Paper Title
An Empirical Analysis of Different Protein Folding Algorithms on Cytokine Protein Structure

Abstract
Numerous applications, including identifying protein misfolding, protein docking, and comprehending the function of proteins, depend on accurate prediction of the three-dimensional structure of proteins. Cytokines, a type of protein involved in intercellular communication in the immune system and inflammation, are of special interest due to their medicinal significance. Accurate prediction of these protein types can be very resourceful in medical studies. Several deep learning-based algorithms for predicting protein structures from amino acid sequences, such as Alpha Fold 2, Omega Fold, and ESM Fold, have been developed in recent years. There has been significant research in this field, such as benchmark studies of nanobodies[6], comparative study of deep learning based model ESM2 and Homology modeling based Swiss Model[9], evaluating protein docking using Alpha Fold 2[7] and so on.
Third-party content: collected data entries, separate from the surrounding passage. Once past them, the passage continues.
PR #2024, opened 2022-08-20
Add overridable methods to LspExecuteCommand

### LINKED ISSUE #1902: Provide an optional response handler in LspExecuteCommand
I would like to extends `LspExecuteCommand` in order to send a `workspace/executeCommand` but `LspExecuteCommand` simply [logs](https://github.com/sublimelsp/LSP/blob/acfd6406ba4680a0e537dc87a72aa5b410a154e7/plugin/execute_command.py#L47) the response. In my case I have to open a file URI that is in the reponse.

`LspExecuteCommand` should provide an optional response handler. When missing simply log the response as the case now. Otherwise delegate the response handling. 

The current alternative is to copy `LspExecuteCommand` logic.

rchl:
A simple addition to make it so that plugins can easily use it with custom response handlers without re-implementing the `run` method.

I've changed the default success handler to not stringify the response as the response can be anything, including a complex object, so it doesn't make sense to assume that it's something that can be presented in the status bar.

Resolves #1902

### DIFF
--- a/plugin/execute_command.py
+++ b/plugin/execute_command.py
@@ -37,16 +37,20 @@ class LspExecuteCommand(LspTextCommand):
             def handle_response(response: Any) -> None:
                 assert command_name
                 if isinstance(response, Error):
-                    sublime.message_dialog("command {} failed. Reason: {}".format(command_name, str(response)))
+                    self.handle_error_async(response, command_name)
                     return
-                msg = "command {} completed".format(command_name)
-                if response:
-                    msg += "with response: {}".format(response)
-                window = self.view.window()
-                if window:
-                    window.status_message(msg)
+                self.handle_success_async(response, command_name)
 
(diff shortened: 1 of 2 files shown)


plugin/execute_command.py
```diff
@@ -37,17 +37,21 @@ def run_async() -> None:
...
-                if response:
-                    msg += "with response: {}".format(response)
-                window = self.view.window()
-                if window:
-                    window.status_message(msg)
+                self.handle_success_async(response, command_name)
 
             session.execute_command(params, progress=True).then(handle_response)
 
+    def handle_success_async(self, result: Any, command_name: str) -> None:
```
rwols, line 46: Can you add a docblock here noting that plugins may override this? Otherwise it’s not clear to me that any plugin would just override this (and accidentally break in the future).

rwols (approved):

PR #2027, opened 2022-08-21
Allow plugins to override name shown in the status field

rchl:
I'm fine with this not going in if there are objections.

On one hand I think it can create a bit of confusion as the name in the status won't match package name. On the other hand, this is already the case for packages overriding `AbstractPlugin.name()` and I'm very much against overriding `AbstractPlugin.name()` as that also affects configuration keys and I believe that configuration keys should match the package name.

The only point of using this would be to create a bit cleaner look in the status field.

Screenshot 2022-08-21 at 23 26 12

vs.

Screenshot 2022-08-21 at 23 26 38

### DIFF
--- a/plugin/core/sessions.py
+++ b/plugin/core/sessions.py
@@ -683,6 +683,16 @@ class AbstractPlugin(metaclass=ABCMeta):
         raise NotImplementedError()
 
     @classmethod
+    def status_name(cls) -> str:
+        """
+        Overrides the name shown in the status field for a running server. Defaults to name().
+
+        The difference between overriding name() and this is that name() also affects the names of the configuration
+        keys, name shown in the error messages and other places.
+        """
+        return cls.name()
+
+    @classmethod
     def configuration(cls) -> Tuple[sublime.Settings, str]:
         """
         Return the Settings object that defines the "command", "languages", and optionally the "initializationOptions",
--- a/plugin/core/types.py
+++ b/plugin/core/types.py
@@ -668,6 +668,7 @@ class ClientConfig:
         self.file_watcher = file_watcher
         self.path_maps = path_maps
         self.status_key = "lsp_{}".format(self.name)
+        self.status_name = self.name
         self.semantic_tokens = semantic_tokens
 
     @classmethod
@@ -793,9 +794,12 @@ class ClientConfig:
                 env[key] = sublime.expand_variables(value, variables)
         return TransportConfig(self.name, command, tcp_port, env, listener_socket)
 
+    def override_status_name(self, name: str) -> None:
+        self.status_name = name
+
     def set_view_status(self, view: sublime.View, message: str) -> None:
         if sublime.load_settings("LSP.sublime-settings").get("show_view_status"):
-            status = "{}: {}".format(self.name, message) if message else self.name
+            status = "{}: {}".format(self.status_name, message) if message else self.status_name
             view.set_status(self.status_key, status)
 
     def erase_view_status(self, view: sublime.View) -> None:
--- a/plugin/core/windows.py
+++ b/plugin/core/windows.py
@@ -244,6 +244,7 @@ class WindowManager(Manager):
             variables = extract_variables(self._window)
             cwd = None  # type: Optional[str]
             if plugin_class is not None:
+                config.override_status_name(plugin_class.status_name())
                 if plugin_class.needs_update_or_installation():
                     config.set_view_status(initiating_view, "installing...")
                     plugin_class.install_or_update()


plugin/core/sessions.py
```diff
@@ -682,6 +682,16 @@ def name(cls) -> str:
         """
         raise NotImplementedError()
 
+    @classmethod
+    def status_name(cls) -> str:
```
predragnikolic, line 686: this is similar to lsp_utils `get_displayed_name`?
https://github.com/sublimelsp/lsp_utils/blob/master/st3/lsp_utils/_client_handler/interface.py#L29

predragnikolic: Based on the `name` method description,
it sounds like the `name` method already does what `status_name` wants to do:
```
    @classmethod
    @abstractmethod
    def name(cls) -> str:
        """
        A human-friendly name. If your plugin is called "LSP-foobar", then this should return "foobar". If you also
        have your settings file called "LSP-foobar.sublime-settings", then you don't even need to re-implement the
        configuration method (see below).
        """
        raise NotImplementedError()
```

rchl: Your comment makes me think that you haven't read the description I gave in the initial comment. :)

As for `get_displayed_name()`, it overrides `name()` under the hood.

rchl: But to clarify, this only affects the name shown in the status field. `name()` affects a lot more (configuration keys, name in LSP logs, error messages and possibly more).

rwols:
Doesn't this only confuse users that want to override their stuff in a .sublime-project? Because now the string in the status bar can be different from the string that you're supposed to write in .sublime-project.

rchl:
> Doesn't this only confuse users that want to override their stuff in a .sublime-project? Because now the string in the status bar can be different from the string that you're supposed to write in .sublime-project.

When overriding `name()` the menu items and commands in the palette are also confusing as those still refer to the package through package's name.

The least confusing thing is not to override any names.

jwortmann:
Is it even possible not to override `name()`? It would throw a NotImplementedError if you don't override it and the docstring also says that it must be overridden.

What I would expect though, is that LSP should add a `LSP-` prefix in the status bar by default. Perhaps it would be useful to have another classmethod `status_prefix() -> bool` which plugins could override to opt-out or opt-in to that.

rchl:
> Is it even possible not to override `name()`? It would throw a NotImplementedError if you don't override it and the docstring also says that it must be overridden.

True, I mispoke but my point was that the `name()` should be matching the name of the package rather than diverging from it.

> What I would expect though, is that LSP should add a `LSP-` prefix in the status bar by default. Perhaps it would be useful to have another classmethod `status_prefix() -> bool` which plugins could override to opt-out or opt-in to that.

So are you suggesting that a package `LSP-foo` should return `foo` from `name()` and LSP should be adding `LSP-` prefix for the status only?

That would still create confusion that @rwols talked about, no?

jwortmann:
> So are you suggesting that a package `LSP-foo` should return `foo` from `name()`

Well, it's not me but the docstring which claims this. And I do follow that in LSP-julia. Unfortunately this leads to the status bar label to be only "julia" and I would prefer it to be "LSP-julia" instead. For language servers which have a unique name, like "Pyright" or "rust-analyzer", the "LSP-" prefix is probably not necessary, but for helper plugins which just use the language name it would be more clear to have the prefix in the status bar. Not sure why it is shown for some other plugins like LSP-css.

> That would still create confusion that @rwols talked about, no?

I must say that I don't use any config overrides in .sublime-project files personally, so I'm not aware of possible implications. But yes, a backward incompatible change here would be quite unfortunate. But I would say the current state is rather confusing too, because some plugins show this prefix and some don't.

rchl:
> Well, it's not me but the docstring which claims this. And I do follow that in LSP-julia. Unfortunately this leads to the status bar label to be only "julia" and I would prefer it to be "LSP-julia" instead. For language servers which have a unique name, like "Pyright" or "rust-analyzer", the "LSP-" prefix is probably not necessary, but for helper plugins which just use the language name it would be more clear to have the prefix in the status bar. Not sure why it is shown for some other plugins like LSP-css.

I was never really a fan of the idea that `name()` should return name without `LSP-` for the reasons stated in my initial comment. That's why I haven't made `lsp_utils` follow that behavior by default (and why LSP-css behaves like it does now, for example).

But I agree that for some servers it makes sense to show the LSP prefix and for some not. `pyright` and `pylsp` can stand on its own without the prefix but `LSP-css` or `LSP-julia` without the prefix would just look like the syntax toggle on the other side of the status bar.

Your suggestion to add `status_prefix()` is not as flexible as this one and wouldn't work to remove the prefix when `name()` included the prefix already.

rchl:
Though I don't think we'll come to any reasonable conclusion here as the state of the matter is already confusing and this potentially will add even more confusion.

PR #2030, opened 2022-08-24
Add option to highlight hover range

jwortmann:
Inspired by VSCode. Not sure if it's needed, and there seems to be a slight aversion to introduce new settings. But I kind of like it (and it's disabled by default).

hover

For the "document_highlight_style" setting I have also renamed the "fill" option to "background" (which I now think is a better name), but kept it fully backwards compatible with "fill".

Feel free to merge or close.

### DIFF
--- a/docs/src/customization.md
+++ b/docs/src/customization.md
@@ -156,7 +156,18 @@ If neither a scope for a custom token type is defined, nor a color scheme rule f
 | `markup.highlight.write.lsp` | Write | Write-access of a symbol, like writing to a variable |
 
 !!! note
-    If `document_highlight_style` is set to "fill" in the LSP settings, the highlighting color can be controlled via the "background" color from a color scheme rule for the listed scopes.
+    If `document_highlight_style` is set to "background" in the LSP settings, the highlighting color can be controlled via the "background" color from a color scheme rule for the listed scopes.
+
+### Hover Highlights
+
+Allows to highlight the word or range for which a hover popup is shown (disabled by default).
+
+| scope |
+| ----- |
+| `markup.highlight.hover.lsp` |
+
+!!! note
+    If `hover_highlight_style` is set to "background" in the LSP settings, the highlighting color can be controlled via the "background" color from a color scheme rule.
 
 ### Diagnostics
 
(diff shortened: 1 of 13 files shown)


docs/src/customization.md
```diff
@@ -156,7 +156,18 @@ If neither a scope for a custom token type is defined, nor a color scheme rule f
...
+### Hover Highlights
+
+Allows to highlight the word or range for which a hover popup is shown (disabled by default).
+
+| scope |
+| ----- |
+| `markup.highlight.hover.lsp` |
+
+!!! note
+    If `hover_highlight_style` is set to "background" in the LSP settings, the highlighting color can be controlled via the "background" color from a color scheme rule.
```
rchl, line 170: I suppose it's expected then that without customizing it it won't look very good (poor contrast)?

jwortmann: Yes, without a special rule "background" is basically unusable (same as for documentHighlights). Should we mention that in the settings description, or maybe point users more agressively to this documentation?

jwortmann: Another alternative would be to provide such a premade rule for the default color schemes in the override files that we already ship. And we could do the same for DocumentHighlights. We just need to agree on some styles which look nice then. I already do this in my own color scheme for example - a background color with alpha value around 0.2 looks nice.

jwortmann: I've added some styles for the default schemes in https://github.com/sublimelsp/LSP/pull/2030/commits/401455408f75a78b4b118ad4cf88ec474c037096.

Feedback appreciated if I should adjust the colors or revert this commit.

Note that I have only addressed `markup.highlight` for the DocumentHighlights, because providing a default rule for the subscopes like `markup.highlight.read` would override the style if a user already has a customization for the more general scope name.

rchl:
I've been using it for a while and it looks good to me. I don't mind the new setting.

I've noticed that it can sometimes happen that the range is not removed after popup is hidden but it seems like an ST issue and it's not a big deal anyway as it can be fixed by hovering something else.

rchl (approved):

jwortmann:
I am able to reproduce the "regions not removed" bug when there are multiple plugins fighting for the popup. But I wasn't able yet to create a minified example in safe mode for the ST issue tracker.

And I think too, that this isn't a critical issue, especially since the setting for the range highlight is chosen to be disabled by default.

PR #2349, opened 2023-10-31
Show diagnostics popup when hovering over gutter icons

jwortmann:
This will show a popup with all diagnostics from the line (except hint severity), sorted by severity, when you hover over a gutter icon. It is compatible with the code actions popup if applicable for the current caret position and using the "bulb" setting.

### DIFF
--- a/plugin/documents.py
+++ b/plugin/documents.py
@@ -179,8 +179,8 @@ class DocumentSyncListener(sublime_plugin.ViewEventListener, AbstractViewListene
         self._stored_selection = []
         self._sighelp = None  # type: Optional[SigHelp]
         self._lightbulb_line = None  # type: Optional[int]
-        self._diagnostics_by_config = []  # type: List[Tuple[SessionBufferProtocol, List[Diagnostic]]]
-        self._actions_by_config = []  # type: List[CodeActionsByConfigName]
+        self._diagnostics_for_selection = []  # type: List[Tuple[SessionBufferProtocol, List[Diagnostic]]]
+        self._code_actions_for_selection = []  # type: List[CodeActionsByConfigName]
         self._registered = False
 
     def _cleanup(self) -> None:
@@ -480,7 +480,7 @@ class DocumentSyncListener(sublime_plugin.ViewEventListener, AbstractViewListene
     def _on_hover_gutter_async(self, point: int) -> None:
         content = ''
         if self._lightbulb_line == self.view.rowcol(point)[0]:
-            content += code_actions_content(self._actions_by_config)
+            content += code_actions_content(self._code_actions_for_selection)
         if userprefs().show_diagnostics_severity_level:
             diagnostics_with_config = []  # type: List[Tuple[ClientConfig, Diagnostic]]
             diagnostics_by_session_buffer = []  # type: List[Tuple[SessionBufferProtocol, List[Diagnostic]]]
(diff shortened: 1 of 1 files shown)


plugin/documents.py
```diff
@@ -471,17 +474,33 @@ def on_hover(self, point: int, hover_zone: int) -> None:
...
-                    flags=sublime.HIDE_ON_MOUSE_MOVE_AWAY,
-                    location=point,
-                    on_navigate=lambda href: self._on_navigate(href, point))
+            sublime.set_timeout_async(partial(self._on_hover_gutter_async, point))
+
+    def _on_hover_gutter_async(self, point: int) -> None:
+        content = ''
+        if self._lightbulb_line == self.view.rowcol(point)[0]:
+            content += code_actions_content(self._actions_by_config)
+        if userprefs().diagnostics_gutter_marker and userprefs().show_diagnostics_severity_level:
```
predrag-codetribe, line 483: Is this the expected behavior?

1 
`"diagnostics_gutter_marker": "circle",`
Screenshot 2023-10-31 at 22 59 16

If there are 2 diagnostics, 
and `diagnostics_gutter_marker` is set to `"circle"`
**display** the diagnostics on gutter hover.

2
`"diagnostics_gutter_marker": "",`
Screenshot 2023-10-31 at 22 58 53

If there are 2 diagnostics, 
and `diagnostics_gutter_marker` is set to `""`
**don't display** the diagnostics on gutter hover.

jwortmann: In case 2 it doesn't show the diagnostics in addition to the code actions, because in general they can be unrelated to each other. But I'm not sure, maybe would be better to also see the diagnostics, what do you think? In that case it should probably only filter for the diagnostics which are overlapping the current caret position or selection.

jwortmann: If I did it correctly, then the popup in your example 2 should show only the first diagnostic with small "d" now (where the caret is).

plugin/documents.py
```diff
@@ -176,6 +179,7 @@ def _setup(self) -> None:
         self._stored_selection = []
         self._sighelp = None  # type: Optional[SigHelp]
         self._lightbulb_line = None  # type: Optional[int]
+        self._diagnostics_by_config = []  # type: List[Tuple[SessionBufferProtocol, List[Diagnostic]]]
```
rchl, line 182: Maybe call it `diagnostics_for_selection` since in this context it looks like diagnostics in the whole file.

But then I suppose `_actions_by_config` could also be renamed.

plugin/documents.py
predrag-codetribe: > If I did it correctly, then the popup in your example 2 should show only the first diagnostic with small "d" now (where the caret is).

That is correct.
I will see the diagnotics where the cursor is if I hover the gutter.

Screenshot 2023-11-04 at 22 37 35

But I am not sure I think that behavior is the best choice, 
because I can already hover with the cursor over the diagnostics and see the diagnostic.
So it is kind of redudant.

>  it should probably only filter for the diagnostics which are overlapping the current caret position or selection.

For me it would be more intuitive 
if hovering the gutter should show all diagnostics that **just exist on the line**. (not based on cursor or selection)

So my expected behavior would be the following:
if `"diagnostics_gutter_marker": ""`
If there are 2 diagnostics,
display the 2 diagnostics on gutter hover.

jwortmann: > But I am not sure I think that behavior is the best choice,
> because I can already hover with the cursor over the diagnostics and see the diagnostic.
> So it is kind of redudant.

In this case with the diagnostic icons disabled it will show only the diagnostic(s) which is/are sent as part of the code action request ([CodeActionContext](https://microsoft.github.io/language-server-protocol/specifications/lsp/3.17/specification/#codeActionContext)). So there is a good chance that the code actions are related to the diagnostics at the cursor position, especially because we only show Quick Fix actions here. And the code actions request is sent for a particular `range`, so the actions should also be only applicable for the current cursor position.

You could consider the diagnostic from this screenshot to be part of the lightbulb hover, and the other diagnostics on the line or on different lines are not shown because the diagnostics gutter icons are disabled. I think it makes sense.

And I would not say that it is redundant, it's rather just a different way to see the diagnostic message. For example I have the code actions in the regular hover popup disabled, so I will never see them if I hover over the error underline.

rchl (approved):

PR #2350, opened 2023-10-31
change default value of show_references_in_quick_panel to true

rchl:
The panel feels archaic and less user-friendly due to issue with navigating results.
The default should IMO be as close to what ST offers as possible.

### DIFF
--- a/LSP.sublime-settings
+++ b/LSP.sublime-settings
@@ -160,7 +160,7 @@
   // --- Other --------------------------------------------------------------------------
 
   // Show symbol references in Sublime's quick panel instead of the bottom panel.
-  "show_references_in_quick_panel": false,
+  "show_references_in_quick_panel": true,
 
   // Show code lens:
   // "annotation" - show an annotation on the right when code actions are available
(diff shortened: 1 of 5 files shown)


predrag-codetribe:
I am pretty much like panels :)

Even with that being said, 
I would give `show_references_in_quick_panel: true` a try,
as I think it is just a matter of getting use to it.

If someone is not getting use to it, they can just set `show_references_in_quick_panel: false`, so it is not a big deal.

The quick panel has one bonus, you can filter with text in it.
There are still some improvements, like moving the repeating LSP-* label on the right to some other place(ideally displaying just one label at some place)
Screenshot 2023-10-31 at 22 42 58

But that is just something I've noticed, 
not something that needs to be addressed.

predrag-codetribe (approved):

jwortmann:
I think the bottom panel follows the "Find in Files" panel design, so it is also close to what ST offers in some way. But I do prefer the quick panel which allows to navigate quickly with the arrow keys.

The update message skips 3 minor versions though...

rchl:
> I think the bottom panel follows the "Find in Files" panel design, so it is also close to what ST offers in some way. But I do prefer the quick panel which allows to navigate quickly with the arrow keys.

But ST has also "Find references" functionality and that one uses quick panel. That's what I'm aligning with.

jwortmann (approved):

PR #2351, opened 2023-11-01
Add menu item to toggle code lenses

rchl:
Code Lens is one of those features that is IMO too annoying to have always enabled but can be useful to use once in a while to catch un-referenced symbols and such so I think it deserves its own toggle like that.

Threw it in very quickly based on Inlay Hints and Hover Popups toggles. Might have missed something.

### DIFF
--- a/Main.sublime-menu
+++ b/Main.sublime-menu
@@ -157,6 +157,11 @@
         "caption": "-"
       },
       {
+        "caption": "LSP: Show Code Lens",
+        "command": "lsp_toggle_code_lens",
+        "checkbox": true
+      },
+      {
         "caption": "LSP: Show Inlay Hints",
         "command": "lsp_toggle_inlay_hints"
       },
--- a/Main.sublime-menu
+++ b/Main.sublime-menu
@@ -157,13 +157,14 @@
         "caption": "-"
       },
       {
-        "caption": "LSP: Show Code Lens",
-        "command": "lsp_toggle_code_lens",
+        "caption": "LSP: Show Code Lenses",
+        "command": "lsp_toggle_code_lenses",
         "checkbox": true
       },
       {
         "caption": "LSP: Show Inlay Hints",
-        "command": "lsp_toggle_inlay_hints"
+        "command": "lsp_toggle_inlay_hints",
+        "checkbox": true
       },
       {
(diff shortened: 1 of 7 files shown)


Main.sublime-menu
```diff
@@ -156,6 +156,11 @@
         "id": "lsp",
         "caption": "-"
       },
+      {
+        "caption": "LSP: Show Code Lens",
```
jwortmann, line 160: I would use "Lenses" here (plural, like the other items), and probably for the command name too.

Maybe we should add the checkbox for the inlay hints toggle as well?

plugin/code_lens.py
```diff
@@ -1,16 +1,48 @@
...
 from .core.views import make_command_link
 from .core.views import range_to_region
 from html import escape as html_escape
+from functools import partial
 import itertools
 import sublime
 
 
+class LspToggleCodeLensCommand(LspWindowCommand):
+    capability = 'inlayHintProvider'
```
jwortmann, line 18: Wrong capability

predrag-codetribe:
based on the PR title,
I would you explicitly just added in the menu.

Currently for inlay hints there is a command in the command palette, 
do you think that it should be added there, for consistency?

Also by looking at the name  "LSP: Show Code Lens" 
it is not obvous that this command can be toggled? "LSP: Toggle Code Lens"  makes more sense to me

But I get why "LSP: Toggle Code Lens"  was choosen, because inlay hints toggle also uses "LSP: Show Inlay Hint"

rchl:
> Also by looking at the name "LSP: Show Code Lens"
> it is not obvous that this command can be toggled? "LSP: Toggle Code Lens" makes more sense to me

consistency

Screenshot 2023-11-02 at 23 43 50

As far as whether it's obvious or not that it can be toggled... this is about naming conventions for checkboxes. If it's clear that it's a checkbox then it would be even enough to just say "LSP: Code Lenses" since it would be clear from the context that it's a toggle. On Mac it's not that obvious though when checkbox is disabled so maybe that's why "Show..." is better. 

And of course we should try to be consistent with ST but it seems like ST uses checkboxes very sparingly. It prefers to instead change the item title based on the state (showing "Show..." or "Hide...").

But there has not been a study that analyzes the performance of these models on Cytokines. In this work, we assessed how well these models performed at predicting the Cytokine structures. Overall, these results highlight the importance of considering both accuracy and speed when selecting a protein structure prediction model. Keywords - Protein Folding, Cytokines, Structure Prediction, Alpha Fold, Omega Fold, ESM Fold.